ArrayList<Map.Entry<Integer, Integer>> list = new ArrayList<>(map.entrySet());
list.sort(Comparator.comparingInt(Map.Entry::getValue));
After sorting, it looks like this.
List after sorting
| entry key |
entry value |
| 3 |
1 |
| 2 |
2 |
| 1 |
4 |
-
Now, we will return the last two eleemnts from this sorted list. i.e. [2, 1] or [1, 2] in any order.
import java.util.*;
import java.util.function.Function;
import java.util.stream.IntStream;
public class TopKFrequentElements {
/**
* First, store the mapping of number -> number of times it appeared into a HashMap
* Second, sort the entries of HashMap using the values (number of times a number is appeared)
* Then, take last K elements
*/
static int[] usingSorting(int[] nums, int k) {
int[] ans = new int[k];
HashMap<Integer, Integer> map = new HashMap<>();
IntStream.of(nums).forEach(num->map.merge(num, 1, Integer::sum));
ArrayList<Map.Entry<Integer, Integer>> list = new ArrayList<>(map.entrySet());
list.sort(Comparator.comparingInt(Map.Entry::getValue));
for(int i=0; i<k; i++) {
ans[i] = list.get(list.size()-1-i).getKey();
}
return ans;
}
}
Complexity Analysis:
Time complexity: Above code runs in O(n log(n)) time where n is the input array nums length.
Space complexity: O(n).
In this approach, we are going to loop through numbers in nums array and store the number as key to its count of how many
times that number appeared as value into a HashMap.
In the next step we are going to create a PriorityQueue (Heap data structure in Java with default implementation of min heap,
meaning that parent node will always have min value than its children).
Then in the next step, we will loop through HashMap entries and then add to the PriorityQueue,
while doing that keep checking if PriorityQueue size is exceeding size k, whenever it exceeds size k remove elements from PriorityQueue
so that it only keeps top k elements only.
Finally return the elements from the PriorityQueue.
Consider an example with nums[1, 1, 1, 2, 3, 2, 1] and k = 2, so we need to find top 2 frequent elements.
-
In the first step, we will initialize a HashMap and store the count of each number to number of times it appeared.

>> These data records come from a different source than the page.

PR #18544, opened 2026-04-15
Simplify Terraform state backend auth docs

nyobe:
Leads with `terraform login api.pulumi.com` (which now works out of the box) as the primary authentication path, with `TF_TOKEN_api_pulumi_com` documented as the non-interactive fallback for CI/CD.

## Changes
- Replace step 3 "Set your access token" with `terraform login` instructions
- Extend the self-hosted callout to cover both backend config and auth
- Update "Failed to get existing workspaces" troubleshooting to mention both auth paths

### DIFF
--- a/content/docs/iac/get-started/terraform/terraform-state-backend.md
+++ b/content/docs/iac/get-started/terraform/terraform-state-backend.md
@@ -82,18 +82,22 @@ Replace the placeholders:
 | `<stack>` | The Pulumi stack name | `prod` |
 
 {{% notes "info" %}}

HashMap<Integer, Integer> map = new HashMap<>();
IntStream.of(nums).forEach(num->map.merge(num, 1, Integer::sum));
Now, the HashMap will looks like this. 1 appeared 4 times, 2 appeared 2 times and
3 appeared 1 time.
Mapping
| key |
value |
| 1 |
4 |
| 2 |
2 |
| 3 |
1 |
-
Now we will initialize PriorityQueue which will use HashMap entry's value when it needs to orders elements inside Heap.

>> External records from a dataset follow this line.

PR #21782, opened 2026-09-21
Show the Sentinel's gate-status comment on every PR in preview mode

CamSoper:
### Proposed changes

While `REVIEW_V3_SENTINEL` is `report`, the Sentinel's pinned gate-status comment only appeared on PRs wearing `sentinel:preview` -- and the only PRs wearing it were the ones three workflows labelled themselves (content-review, glow-up, link sweeps). That exercises the renderer and not a single reader, which is the half worth testing before the gate gets teeth. So the comment now posts on every PR the Sentinel evaluates, in both modes, the label is retired, and the preview disclaimer is explicit about what it is.

**The disclaimer.** `[!WARNING]` alert, heading suffixed "(preview)", check-run titled "Preview -- would be: X (not enforced yet)":

> ## ⚠️ Preview mode -- this check is NOT blocking your merge
>
> The Sentinel is in **preview (report-only) mode**: its check-run concludes `neutral` whatever the gates below say, so nothing here gates this PR. The rows are informational and **safe to ignore for now**. It *would* have concluded `failure`.
>
> **This will be enforced in the near future.** Once it is, every row below has to be green before this PR can merge. The rows are the sign-offs a merge needs -- some yours, some a reviewer's or a deploy's. Tell us in `#docs` if one looks wrong.

Both halves are tested. "Safe to ignore" alone trains people to scroll past the comment; "will be enforced" alone reads as a blocked PR. Tests also keep the banner from saying "you can merge" or framing a red row as the author's homework -- G3 is somebody else's approval, G4 a deploy.

**Evaluator** (`scripts/review-v3/sentinel.py`):

- `PREVIEW_LABEL` and the verdict flag it set are gone; `--status-comment` writes in both modes. `--update-strip` stays enforcing-only -- it edits the author card, which is someone else's comment.
- Report-only stamping of title/summary/conclusion was duplicated on two return paths; now `_stamp_report_only`.
- Two bugs the wider audience would have hit: preview headlines said "before this can merge" under a banner saying nothing blocks you (now "would block this merge once the Sentinel is enforced"), and a waived PR in preview reached that headline at all, because the waive branch read `conclusion` -- always `neutral` in preview. It reads `would_be` now.

**Label retirement.** `content-review-article.yml` and `check-links.yml` no longer apply `sentinel:preview` (the link-sweep lane's labelling step is deleted), and `review-sentinel.yml` drops it from the label-event filter -- which removes the "the lanes label just after opening, so the `opened` run predates the label" wart instead of working around it. `.github/labels-pr-review.md` gains a retired-labels section with the `gh label delete`; CONTRIBUTING.md and `scripts/review-v3/README.md` describe the new behavior. **Still to do by hand:** delete the label from the repo.

`make test-review-pipeline` and `make lint` pass. No behavior change while `REVIEW_V3_SENTINEL` is unset -- the job doesn't run.

n/a

### Related issues (optional)

n/a

https://claude.ai/code/session_01WPaDWBuHvBQikQiZYv9meR


CamSoper:
@claude #update-review

CamSoper:
@claude #update-review

Merged master to pick up the review pipeline fixes from #21791. No content changes in this push -- please refresh against the new head.

CamSoper:
@claude #update-review

Fixed in 13bd121:

- F1: real bug. The gateless branches now render the unstamped summary (new `base_summary` on the verdict), so a not-governed PR in preview says "Not governed -- ..." again. Also dropped the "every row below has to be green" sentence from the banner when there's no gate table under it. New test: `test_not_governed_preview_comment_still_says_not_governed`.
- F3: both assertions now match `\bowe[sd]?\b` instead of the bare substring.

F2: accepting as-is -- a draft isn't evaluated, so there's no "would be" conclusion for a preview banner to report, and "Draft PRs are not gated" is true in both modes. Stamping it would put a "would be: neutral" banner over a comment with no gates.

CamSoper:
@claude #update-review

CamSoper:
@claude F4: unintended -- good catch. Restored in 45034d9.

The test went out with the F3 phrasing asserts by accident, not by decision. I resolved the merge with `git checkout --ours` on the test file, which takes my whole copy of it and discards 13bd121's non-conflicting addition along with the two copy assertions I actually meant to drop. The scripted edit I wrote to trim that test then silently no-op'd, because `str.replace` doesn't fail when it finds nothing -- so the loss left no trace.

`test_not_governed_preview_comment_still_says_not_governed` is back, minus the `"every row below"` copy assert (that phrase is prose I've already rewritten three times in this review; the `| Gate |` assert covers the same branch structurally). Verified it actually catches the regression rather than passing by accident: clearing `base_summary` on the verdict drops "Not governed" from the comment and leaks "PREVIEW MODE" into it, which is exactly F1.

#update-review

---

PriorityQueue<Map.Entry<Integer, Integer>> minHeap = new PriorityQueue<>(k, Comparator.comparingInt(Map.Entry::getValue));
-
Now, then loop through HashMap entries, add them to the PriorityQueue we created above and whenever it reaches k+1 size
then remove the top element, so that it keeps only k elements.
map.entrySet().forEach(entry->{
minHeap.offer(entry);
if(minHeap.size() >k) {
minHeap.poll();
}
});
At the end PriorityQueue, it looks like this.
List after sorting
| entry key |
entry value |
| 1 |
4 |
| 2 |
2 |
-
Now, we will return the eleemnts from this PriorityQueue, which will be [1, 2]
import java.util.*;
import java.util.function.Function;
import java.util.stream.IntStream;
public class TopKFrequentElements {
/**
*
* First, store the mapping of number -> number of times it appeared into a HashMap
* Next, Crate a Min Heap (default Java Priority Queue is Min heap, i.e. at top it keeps min element and children are greater than parent)
* Then, loop through entries of HashMap and add it to PriorityQueue, if it is reaches size 'k' then poll, by the end will have top k elements
*/
static int[] usingHeap(int[] nums, int k) {
HashMap<Integer, Integer> map = new HashMap<>();
IntStream.of(nums).forEach(num->map.merge(num, 1, Integer::sum));
final PriorityQueue<Map.Entry<Integer, Integer>> minHeap = new PriorityQueue<>(k, Comparator.comparingInt(Map.Entry::getValue));
map.entrySet().forEach(entry->{
minHeap.offer(entry);
if(minHeap.size() >k) {
minHeap.poll();
}
});
int[] result = new int[k];
for(int i=0;i<k; i++) {
result[i] = minHeap.poll().getKey();
}
return result;
}
}
Complexity Analysis:
Time complexity: Above code runs in O(n log(k)) time where n is the input array nums length and when PriorityQueue's
heapify() function takes log k, since there will be at most k elements in the heap.
Space complexity: O(n).
In this approach, we are apply Quickselect algorithm
(I have provided detailed explanation in Find Kth Largest Element problem's Solution 3).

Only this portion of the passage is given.